Vor den Olympischen Spielen in London wurden 2012 weltweit 107 Athleten positiv auf Dopingmittel getestet.

Dies erklärte am Dienstag zu Beginn der 124. Session des Internationalen Olympischen Komitees (IOC) in London John Fahey.

Der Chef der Welt-Anti-Doping-Agentur WADA, der sich konrekt auf die ersten sechs Monate dieses Jahres bezog, merkte allerdings an: "Ich weiß nicht, wie viele dieser Sportler sich für Olympia qualifiziert hätten. Jedenfalls ist es gut, dass sie nicht in London sind."

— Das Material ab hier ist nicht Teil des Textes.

PR #651, opened 2019-12-30
[conceding to 653] add output for aws_iam_openid_connect_provider arn

jonathancolby-olx:
# PR o'clock

## Description

The OIDC provider ARN is required for the assume role policy as the "Federated" principal of the iam-for-pods role.  This change adds the OIDC provider ARN as a module output.

usage example:

```
data "aws_iam_policy_document" "this" {
  statement {
    actions = ["sts:AssumeRoleWithWebIdentity"]

    principals {
      type        = "Federated"
      identifiers = [module.eks.aws_iam_openid_connect_provider_arn]
    }
```

Please explain the changes you made here and link to any relevant issues.

### Checklist

- [X] Change added to CHANGELOG.md. All changes must be added and breaking changes and highlighted
- [X] CI tests are passing
- [X] README.md has been updated after any changes to variables and outputs. See https://github.com/terraform-aws-modules/terraform-aws-eks/#doc-generation

PR #653, opened 2020-01-01
Add the OIDC provider ARN to outputs

eytanhanig:
# PR o'clock

## Description

Please explain the [changes](url) you made here and link to any relevant issues.

This PR adds the OICD Provider ARN to outputs when `enable_irsa = true`. This needed when creating IAM policy documents/roles for Service Accounts, an example of which can be seen [here](https://www.terraform.io/docs/providers/aws/r/eks_cluster.html#enabling-iam-roles-for-service-accounts).

Note: The output is conditionally generated only when `enable_irsa = true`. When `enable_irsa = false` no output will be given, which [is preferable](https://github.com/hashicorp/terraform/issues/23222#issuecomment-547421898) to it returning a bad value, such as the empty string, which could then lead to misconfigured downstream resources.

### Checklist

- [x] CI tests are passing

### DIFF
--- a/outputs.tf
+++ b/outputs.tf
@@ -63,6 +63,11 @@ output "kubeconfig_filename" {
   value       = concat(local_file.kubeconfig.*.filename, [""])[0]
 }
 
+output "oidc_provider_arn" {
+  description = "The ARN of the OIDC Provider if `enable_irsa = true`."
+  value       = var.enable_irsa ? aws_iam_openid_connect_provider.oidc_provider[0].arn : null
+}
+
 output "workers_asg_arns" {
   description = "IDs of the autoscaling groups containing workers."
   value = concat(
--- a/CHANGELOG.md
+++ b/CHANGELOG.md
@@ -23,6 +23,7 @@ project adheres to [Semantic Versioning](http://semver.org/).
 - Fix aws-auth config map for managed node groups (by @wbertelsen)
 - Added support to create IAM OpenID Connect Identity Provider to enable EKS Identity Roles for Service Accounts (IRSA). (by @alaa)
 - Adding node group iam role arns to outputs. (by @mukgupta)
+- Added the OIDC Provider ARN to outputs. (by @eytanhanig)
 - **Breaking:** Change logic of security group whitelisting. Will always whitelist worker security group on control plane security group either provide one or create new one. See Important notes below for upgrade notes (by @ryanooi)
 
 #### Important notes
--- a/README.md
+++ b/README.md
@@ -219,6 +219,7 @@ MIT Licensed. See [LICENSE](https://github.com/terraform-aws-modules/terraform-a
 | kubeconfig | kubectl config file contents for this EKS cluster. |
 | kubeconfig\_filename | The filename of the generated kubectl config. |
 | node\_groups\_iam\_role\_arns | IAM role ARNs for EKS node groups |
+| oidc\_provider\_arn | The ARN of the OIDC Provider if `enable_irsa = true`. |
 | worker\_autoscaling\_policy\_arn | ARN of the worker autoscaling IAM policy if `manage_worker_autoscaling_policy = true` |
 | worker\_autoscaling\_policy\_name | Name of the worker autoscaling IAM policy if `manage_worker_autoscaling_policy = true` |
 | worker\_iam\_instance\_profile\_arns | default IAM instance profile ARN for EKS worker groups |


jonathancolby-olx:
hi. did you see this ?  https://github.com/terraform-aws-modules/terraform-aws-eks/pull/651

outputs.tf
```diff
@@ -63,6 +63,11 @@ output "kubeconfig_filename" {
   value       = concat(local_file.kubeconfig.*.filename, [""])[0]
 }
 
+output "oidc_provider_arn" {
+  description = "The ARN of the OIDC Provider if `enable_irsa = true`."
+  value       = var.enable_irsa ? aws_iam_openid_connect_provider.oidc_provider : null
```
dpiddockcmp: This isn't returning just the ARN. It's returning a list of `aws_iam_openid_connect_provider` outputs.

For example:
```
oidc = [
  {
    "arn" = "arn:aws:iam::111111111111:oidc-provider/oidc.eks.us-west-2.amazonaws.com/id/518F3C3FCEEB9B22064F6EE41A9BDC39"
    "client_id_list" = [
      "sts.amazonaws.com",
    ]
    "id" = "arn:aws:iam::111111111111:oidc-provider/oidc.eks.us-west-2.amazonaws.com/id/518F3C3FCEEB9B22064F6EE41A9BDC39"
    "thumbprint_list" = [
      "9e99a48a9960b14926bb7f3b02e22da2b0ab7280",
    ]
    "url" = "oidc.eks.us-west-2.amazonaws.com/id/518F3C3FCEEB9B22064F6EE41A9BDC39"
  },
]
```

```suggestion
  value       = var.enable_irsa ? aws_iam_openid_connect_provider.oidc_provider[0].arn : null
```

Tried with 0.12.9 and 0.12.18. Appears to work correctly. Having indexes in outputs scare me a little due to historical issues but it seems the lazy evaluation of the ternary operator is working now. Also tried manually deleting the resource, and running destroy on an empty state with `enable_irsa = true`.

Setting an output to `null` causes it to not be listed in the state's output. This may cause issues for people using the `terraform_remote_state` data source to chain configs together.

eytanhanig: Good catch and suggested change, I'll push an update. I'm also not a fan of how using the ternary operator plus count forces you to refer to an index and have been pondering whether switching to a for_each makes more sense, however the place to make that switch is where the resource is being created. Do you think that is the smarter way to do it?

Setting up `terraform_remote_state` will work regardless of whether `enable_irsa` is true or false, however anything referencing this output _will_ fail when it is set to false. I believe that **this is desirable behavior** since an early Terraform error message is preferable to a resource being created with bad data downstream. Say for example that we use the empty string when `enable_irsa = false` and the user attempts to deploy a Kubernetes manifest with this value. The user would likely see no errors in Terraform and end up wasting a bunch of time trying to debug it as a Kubernetes problem.

eytanhanig:
> hi. did you see this ? #651
> 
> I personally like your usage of `var.enable_irsa` better. i can close mine.

@ jonathancolby-olx Apparently I missed it. I'm OK closing my PR as well. Let me know which you'd prefer.

> what do you think about naming the output `cluster_oidc_connect_provider_arn` to make it appear next to `cluster_oidc_issuer_url`

I've been pondering the same thing. The issue is that nearly every output starting with `cluster_` - including `cluster_oidc_issuer_url` - is referring to attributes associated with and output from the actual `aws_eks_cluster` resource. It ultimately comes down to two things:

1. Is the fact that it's related to the cluster implicit given what this module is?
2. If it isn't implicit, then would we rather have clarity (starts with `cluster_`), or precision (leave as above since it's not output from the `aws_eks_cluster` resource)?

jonathancolby-olx:
> > hi. did you see this ? #651
> > I personally like your usage of `var.enable_irsa` better. i can close mine.
> 
> @ jonathancolby-olx Apparently I missed it. I'm OK closing my PR as well. Let me know which you'd prefer.
> 

@eytanhanig - Let's go with yours.  Your case for using conditional with `enable_irsa` is completely valid.   I will close mine.

> > what do you think about naming the output `cluster_oidc_connect_provider_arn` to make it appear next to `cluster_oidc_issuer_url`
> 
> I've been pondering the same thing. The issue is that nearly every output starting with `cluster_` - including `cluster_oidc_issuer_url` - is referring to attributes associated with and output from the actual `aws_eks_cluster` resource. It ultimately comes down to two things:
> 
> 1. Is the fact that it's related to the cluster implicit given what this module is?
> 2. If it isn't implicit, then would we rather have clarity (starts with `cluster_`), or precision (leave as above since it's not output from the `aws_eks_cluster` resource)?

@eytanhanig - after thinking about this, I also tend to agree that the `cluster_` prefix is redundant.  I'm OK with how you did it too.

Ziel sei es gewesen, die Spiele in London "so sauber wie möglich" zu machen, sagte Fahey: "Den Athleten muss bewusst sein, dass ihre Chancen, davonzukommen, so klein sind wie niemals zuvor."

Seit Öffnung des Olympischen Dorfes am 16. Juli werden in London sogenannte Trainingskontrollen vorgenommen. Laut IOC-Medienchef Mark Adams waren nach einer Woche (Stichtag Montag) alle 300 Proben negativ.

Bei Olympia (27. Juli bis 12. August) und den Paralympics (29. August bis 9. September) soll es insgesamt 6250 Kontrollen geben. Im Londoner Labor sind etwa 1000 Mitarbeiter rund um die Uhr mit den Analysen beschäftigt.